My opinion?  Interesting decision.  It’s difficult to play “Monday Morning Quarterback” and call a defense attorney’s trial tactics ineffective simply because the defendant lost at trial.  What if the defense attorney wanted the jury instruction and Grier was convicted?  Would she appeal the case anyway, and call her attorney ineffective because she was convicted on the lesser charge?  Good decision, WA Supremes.

State v.
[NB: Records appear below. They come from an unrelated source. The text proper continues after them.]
PR #26626, opened 2025-10-11
[Bugfix][Qwen3VL] fix deepstack in qwen3vl

JJJYmmm:
## Purpose

quick fix deepstack for qwen3vl. If deepstack features is not none, we should set it properly. 🤗
related to https://github.com/QwenLM/Qwen3-VL/issues/1576

@ywang96

### DIFF
--- a/vllm/model_executor/models/qwen3_vl.py
+++ b/vllm/model_executor/models/qwen3_vl.py
@@ -1701,7 +1701,7 @@ class Qwen3VLForConditionalGeneration(
             is_multimodal=is_multimodal,
         )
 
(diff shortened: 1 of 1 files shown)


DarkLight1337 (commented):
Could you elaborate how `deepstack_input_embeds is not None` doesn't imply `self.use_deepstack` already (and vice versa)?

DarkLight1337 (commented):
Can you revert the `if` condition to satisfy gemini's comment?

DarkLight1337 (approved):

PR #26247, opened 2025-10-05
Convert formatting to use `ruff` instead of `yapf` + `isort`

hmellor:
Closes #17657

This is a massive change and would be impossible to merge during the week. Any PR's merged while this was waiting for CI would cause merge conflicts which would be time consuming to solve in this PR.

Therefore, the plan to getting this PR merged quickly is as follows:

- First commit:
  - Make the changes to the pre-commit
  - Run `pre-commit run -a` and note all the things `ruff` couldn't automatically fix
  - Add these as `pre-file-ignores` to `pyproject.toml`
- Second commit:
  - Run `pre-commit run -a`
  - `ruff` and `ruff format` should pass immediately

Then, these ignores will be systematically removed in smaller more manageable PRs afterwards.

PR #26633, opened 2025-10-11
Update `Optional[x]` -> `x | None` and `Union[x, y]` to `x | y`

hmellor:
Removes all `UP` rule ignores from `pyproject.toml` now that we no longer support Python 3.9 https://github.com/vllm-project/vllm/pull/26247.

This will be the last repo-wide formatting PR for a long time.

Thank you everyone for persevering with these changes. They will be good for the long-term health of the codebase.


DarkLight1337 (approved):

youkaichao (changes requested):
can we rethink the necessity of this change?

we have many downstream users, who will not easily migrate the python version they use, and such PR will cause great pain for them to rebase / merge new code from main, which badly hurts vllm adoption.

youkaichao (approved):
okay, given that there’s already #26247 landed, let’s get this in as well then. reverting would be too complicated.

Issue #26366, opened 2025-10-07
[Feature]: Improve config validation using Pydantic


hmellor:
### 🚀 The feature, motivation and pitch

All the configs in https://github.com/vllm-project/vllm/tree/main/vllm/config are decorated with `pydantic.dataclass`. However, many of them include manual validation in `__post_init__`.

This issue is a call for help to improve the configs in the following ways:

- Use [`pydantic.Field`](https://docs.pydantic.dev/latest/api/fields/#pydantic.fields.Field) to apply simple constraints, such as `gt=0`, directly to the default values of the dataclass fields ([usage docs](https://docs.pydantic.dev/latest/concepts/fields/))
- Use [`pydantic.field_validator`](https://docs.pydantic.dev/latest/api/functional_validators/#pydantic.functional_validators.field_validator) to apply more complex field validation to individual fields. ([usage docs](https://docs.pydantic.dev/latest/concepts/validators/#field-validators))
- Use [`pydantic.model_validator`](https://docs.pydantic.dev/latest/api/functional_validators/#pydantic.functional_validators.model_validator) to apply more complex field validation to interdependent fields ([usage docs](https://docs.pydantic.dev/latest/concepts/validators/#model-validators))
- Consolidate all validation (that does not depend on external factors) to happen in these three places

---

Pull requests:

- [x] #26390
- [x] #26413 
- [ ] #26415
- [x] #26417
- [ ] #26519
- [x] #26629
- [ ] #26637
- [x] #26726
- [ ] #27156
- [ ] compilation - WIP, no PR
- [ ] model - WIP, no PR
- [x] kv_events? not needed
- [x] pooler? not needed
- [x] speech_to_text? not needed

vrdn-23:
I'd be happy to help with some of this @hmellor

robert-za:
I'd like to work on this one. Could you please assign me?

hmellor:
Thanks!

Just reference this issue with "Part of #26366" and I'll get your PRs added to the list in the description.

@vrdn-23's PR is a good reference for how the expected changes should look.

hmellor:
For future readers, all configs are now accounted for. There is no more work to pick up for this issue.

Navya1707:
@hmellor - thanks for assigning it to me, I've raised a PR for speculative.py - https://github.com/vllm-project/vllm/pull/27156
Could you please review and let me know if any changes?

sciafri:
Hi,

[...]

PR #26637, opened 2025-10-11
[Feature]: Use pydantic validation in observability.py config

cern1710:

- Introduced @field_validator to `show_hidden_metrics_for_version` to ensure proper version formatting
- Introduced @field_validator to `otlp_traces_endpoint` to ensure it starts with either 'http://' or 'https://'
- Added @model_validator to validate dependency between `collect_detailed_traces` and `otlp_traces_endpoint`

## Test Result

---
<details>

</details>


vllm/config/observability.py
```diff
@@ -79,25 +80,51 @@ def compute_hash(self) -> str:
...
+            )
+        return value
+
+    @field_validator("otlp_traces_endpoint", mode="after")
+    @classmethod
+    def _validate_endpoint(cls, value: Optional[str]) -> Optional[str]:
+        if value is None:
+            return value
+        if not (value.startswith("http://") or value.startswith("https://")):
+            raise ValueError("otlp_traces_endpoint must start with http:// or https://")
```
hmellor: This is not strictly true, we support tracing using `grpc` too. Let's leave this one as is.

```suggestion
```

vllm/config/observability.py
```diff
@@ -79,25 +80,51 @@ def compute_hash(self) -> str:
...
 
         from vllm.tracing import is_otel_available, otel_import_error_traceback
 
-        if not is_otel_available() and self.otlp_traces_endpoint is not None:
+        if not is_otel_available():
```
hmellor: This will force people to have `opentelemetry` installed
```suggestion
        if not is_otel_available() and self.otlp_traces_endpoint is not None:
```

vllm/config/observability.py
```diff
@@ -79,25 +80,51 @@ def compute_hash(self) -> str:
...
+        return value
+
+    @field_validator("collect_detailed_traces", mode="before")
+    @classmethod
+    def _parse_collect_traces(cls, value: Any) -> Optional[list[DetailedTraceModules]]:
+        if value is None:
+            return None
+
+        assert isinstance(value, list)
+        return [v.strip() for item in value for v in str(item).split(",") if v.strip()]
```
hmellor: This assumes every element in the list is a comma separated string, which it is not.

hmellor (changes requested):

vllm/config/observability.py
```diff
@@ -79,13 +80,57 @@ def compute_hash(self) -> str:
...
-    def __post_init__(self):
-        if (
-            self.collect_detailed_traces is not None
-            and len(self.collect_detailed_traces) == 1
-            and "," in self.collect_detailed_traces[0]
-        ):
-            self._parse_collect_detailed_traces()
+    @field_validator("show_hidden_metrics_for_version", mode="before")
+    @classmethod
+    def _normalize_version(cls, value: str | None) -> str | None:
```
hmellor:
```suggestion
    def _validate_version(cls, value: str | None) -> str | None:
```

vllm/config/observability.py
```diff
@@ -79,13 +80,57 @@ def compute_hash(self) -> str:
...
+        parts = value.split(".")
+        if len(parts) not in (2, 3) or not all(p.isdigit() for p in parts):
+            raise ValueError(
+                "show_hidden_metrics_for_version must look like '0.7' or '0.7.0'"
+            )
+        return value
+
+    @field_validator("collect_detailed_traces", mode="before")
+    @classmethod
+    def _parse_collect_traces(cls, value: Any) -> list[DetailedTraceModules] | None:
```
hmellor:
```suggestion
    def _validate_collect_detailed_traces(cls, value: Any) -> list[DetailedTraceModules] | None:
```

vllm/config/observability.py
```diff
@@ -79,13 +80,57 @@ def compute_hash(self) -> str:
...
+        out: list[str] = []
+        seen: set[str] = set()
+        for item in items:
+            if item and item not in seen:
+                seen.add(item)
+                out.append(item)
+
+        if not out:
+            return None
+        return cast(list[DetailedTraceModules], out)
```
hmellor: This still isn't quite right. You can change it to an `after` validator because the input will always pass pydantic's built in validation. We just need a post processing step. 

`collect_detailed_traces` will always be a `list[str]` or `None`. The special case is if the list only has one element, and that element is a comma separated list. This is why we split the 0th element in the original implementation.

hmellor (commented):
Thanks for the PR, can you:

- move `_parse_collect_detailed_traces` into the if block and make that an after field validator
- make the rest of `__post_init__` into an after field validator for otlp_traces_endpoint

vllm/config/observability.py
cern1710: Okay, on it!

hmellor:
Thank you again for the PR, I've pushed a commit that simplifies the logic of the new validators you wrote.

It's not worth writing a fancy validator for the comma separated string use case because it's legacy and I hope to deprecate some day.

hmellor (approved):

Schultz: Warrantless Search of Home

Excellent opinion.

http://caselaw.findlaw.com/wa-supreme-court/1373311.html

Officers received a 911 call about a couple was yelling inside their apartment.  Officers drove to the scene.  The woman consented to the officer’s request to enter the apartment.  Officers found a marijuana pipe.  Upon their find, they also conducted a more intrusive – and warrantless – search of the apartment.  Methamphetamine was found.

The WA Supremes reasoned the test for an emergency aid exception (also called Exigent Circumstances) entry has been expanded to include the following elements: (1) The police officer subjectively believed that someone likely needed assistance for health or safety concerns; (2) a reasonable person in the same situation would similarly believe that there was need for assistance; (3) there was a reasonable basis to associate the need for assistance with the place being searched; (4) there is an imminent threat of substantial injury to persons or property; (5) state agents must believe a specific person or persons or property are in need of immediate help for health or safety reasons; and (6) the claimed emergency is not a mere pretext for an evidentiary search.
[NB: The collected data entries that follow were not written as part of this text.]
PR #26502, opened 2025-10-09
[FrontEnd] UNREVERT CompilationConfig overhaul (#20283): deprecate use_inductor in favor of backend, simplify custom_ops 

morrison-turnansky:
Original PR: #26113
Revert of original PR: #26472

## Test Result

---
<details>
<summary> Essential Elements of an Effective PR Description Checklist </summary>

- [ ] The purpose of the PR, such as "Fix some issue (link existing issues this PR will resolve)".
- [ ] The test plan, such as providing test command.
- [ ] The test results, such as pasting the results comparison before and after, or e2e results
- [ ] (Optional) The necessary documentation update, such as updating `supported_models.md` and `examples` for a new model.
- [ ] (Optional) Release notes update. If your change is user facing, please update the release notes draft in the [Google Doc](https://docs.google.com/document/d/1YyVqrgX4gHTtrstbq8oWUImOyPCKSGnJ7xtTpmXzlRs/edit?tab=t.0).
</details>

PR #26113, opened 2025-10-02
[Frontend] CompilationConfig overhaul (#20283): deprecate use_inductor in favor of backend, simplify custom_ops

morrison-turnansky:
Reverted in #26472, unrevert in #26502.

## Purpose
update custom_ops, backend, and use_inductor refactor as discussed in https://github.com/vllm-project/vllm/issues/20283#event-20038024543
## Test Result

---
<details>
<summary> Essential Elements of an Effective PR Description Checklist </summary>

- [ ] The purpose of the PR, such as "Fix some issue (link existing issues this PR will resolve)".
- [ ] The test plan, such as providing test command.
- [ ] The test results, such as pasting the results comparison before and after, or e2e results
- [ ] (Optional) The necessary documentation update, such as updating `supported_models.md` and `examples` for a new model.
- [ ] (Optional) Release notes update. If your change is user facing, please update the release notes draft in the [Google Doc](https://docs.google.com/document/d/1YyVqrgX4gHTtrstbq8oWUImOyPCKSGnJ7xtTpmXzlRs/edit?tab=t.0).
</details>

PR #25845, opened 2025-09-28
[torch.compile] Make inductor partition rules respect splitting_ops #25691

baonudesifeizhai:
### Key Changes

- **Preserve user-specified `splitting_ops`**: When `use_inductor_graph_partition=True`, user-provided `splitting_ops` are now preserved in `_user_specified_splitting_ops` instead of being cleared
- **Dynamic partition rules**: Implement `_setup_dynamic_partition_rules()` using PyTorch 2.9+'s `register_should_partition_rule` API to register custom partition points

They further reasoned that here, the mere acquiescence to an officer’s entry is not consent to search.  It is also not an exception to our state’s constitutional protection of the privacy of the home. Finally, while the likelihood of domestic violence may be considered by courts when evaluating whether the requirements of the emergency aid exception to the warrant requirement have been satisfied, the warrantless entry in this case was unnecessary.  Officers merely heard raised voices from outside the home.  The agitated and flustered woman who answered the door indicated that no one else was present in the home.  No emergency existed.

My opinion?  Good decision.  Granting a police officer’s request to enter the home is not, by itself, consent to search the home.  Period.

State v. Irby: Jury Selection Gone Wrong

Very interesting case.

The WA Supremes held that a defendant’s right to be present during jury selection was violated when the trial judge emailed the attorneys and said he was inclined to release ten prospective jurors for hardship.

http://www.courts.wa.gov/opinions/index.cfm?fa=opinions.showOpinion&filename=826650MAJ

The defendant, Terrance Irby, was charged with first degree murder.  During jury selection, several members of the jury were disqualified by the judge and attorneys through email exchanges.  The communications occurred without the defendant being present.  Consequently, the Court of Appeals overturned Irby’s conviction.

The WA Supremes reasoned,  “In criminal prosecutions the accused shall have the right to appear and defend person, or by counsel”   under the due process clause of 14th Amendment of the U.S. Constitution and article I, section 22 of the WA Constitution.  Here, the State failed to show beyond a reasonable doubt that the removal of several potential jurors in Irby’s absence had no effect on the verdict.

My opinion?  Good decision.  The rule is clear as day.  Perhaps one of the jurors who was struck via email would have found Irby not guilty.  We’ll never know.  At any rate, Mr. Irby’s rights were clearly violated.